Şekil 1: Örnek bir yük gemisi
► İlginizi çekebilir: Tren Fren Sistemleri Nelerdir ve Nasıl Çalışırlar?
► İlginizi çekebilir: Tren Fren Sistemleri Nelerdir ve Nasıl Çalışırlar?
Bu kavramı hareket eden bir gemiye uyarlayın; bir geminin kıç tarafında bulunan bir pervane ile kendisini suda ittiği gerçeği göz önüne alındığında, geminin tekerleğinin olmadığı ortadır. Pervane döndüğünde, gemiyi ileri yönde iten bir itme kuvveti oluşturur. Burada dikkat edilmesi gereken en hayati nokta, geminin gövdesinin akışkan bir ortamda hareket etmesi ve bu nedenle, su ortamının kesme eğilimi göz önüne alındığında, gemiyi anında durdurmanın mümkün olmamasıdır.
Bu nedenle; bir gemi frenlenebilir, ancak geleneksel bir fren sistemi kullanılarak değil. İstasyonu frenlemek ve sürdürmek için bazen ayrı ayrı uygulanan ve bazen birbiriyle birleştirilen çeşitli yöntemler kullanır.

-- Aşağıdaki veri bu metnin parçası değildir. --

PR #5943, opened 2025-08-21
LibWeb/XHR: Minor cleanup in XMLHttpRequest

kennethmyhra:
Mostly removing outdated FIXME comments, and adding one missing spec comment.

Also, MUSTing `handle_{errors,response_end_of_body}` since these are not supposed to throw in an async context, and we no longer want to handle minor OOMs.

### DIFF
--- a/Libraries/LibWeb/XHR/XMLHttpRequest.cpp
+++ b/Libraries/LibWeb/XHR/XMLHttpRequest.cpp
@@ -808,8 +808,6 @@ WebIDL::ExceptionOr<void> XMLHttpRequest::send(Optional<DocumentOrXMLHttpRequest
             if (!length.has<u64>())
                 length = 0;
 
-            // FIXME: We can't implement these steps yet, as we don't fully implement the Streams standard.
-
             // 10. Let processBodyChunk given bytes be these steps:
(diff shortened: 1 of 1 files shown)


Libraries/LibWeb/XHR/XMLHttpRequest.cpp
```diff
@@ -779,8 +779,7 @@ WebIDL::ExceptionOr<void> XMLHttpRequest::send(Optional<DocumentOrXMLHttpRequest
 
             // 2. Handle errors for this.
             // NOTE: This cannot throw, as `handle_errors` only throws in a synchronous context.
-            // FIXME: However, we can receive allocation failures, but we can't propagate them anywhere currently.
-            handle_errors().release_value_but_fixme_should_propagate_errors();
+            MUST(handle_errors());
```
kennethmyhra, line 781: I believe it's correct to `MUST` these, the only place this can throw is in `request_errors_steps()`, and then only when we are in a synchronous context, same goes for `handle_response_end_of_body()`

https://github.com/LadybirdBrowser/ladybird/blob/cb1a1a5cb5838489472c0135c17b57c1ef3c2b2c/Libraries/LibWeb/XHR/XMLHttpRequest.cpp#L1251-L1254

Bir gemi suda hareket ettiğinde, batmış gövde yüzeyi ve tekne ile temas halindeki su parçacıkları arasında oluşan viskoz bir sürüklenme meydana gelir. Bu sürükleme, suyun viskozitesine bağlı olarak oluşur ve geminin ıslanan yüzey alanıyla doğru orantılıdır ve geminin hızının karesine göre değişir.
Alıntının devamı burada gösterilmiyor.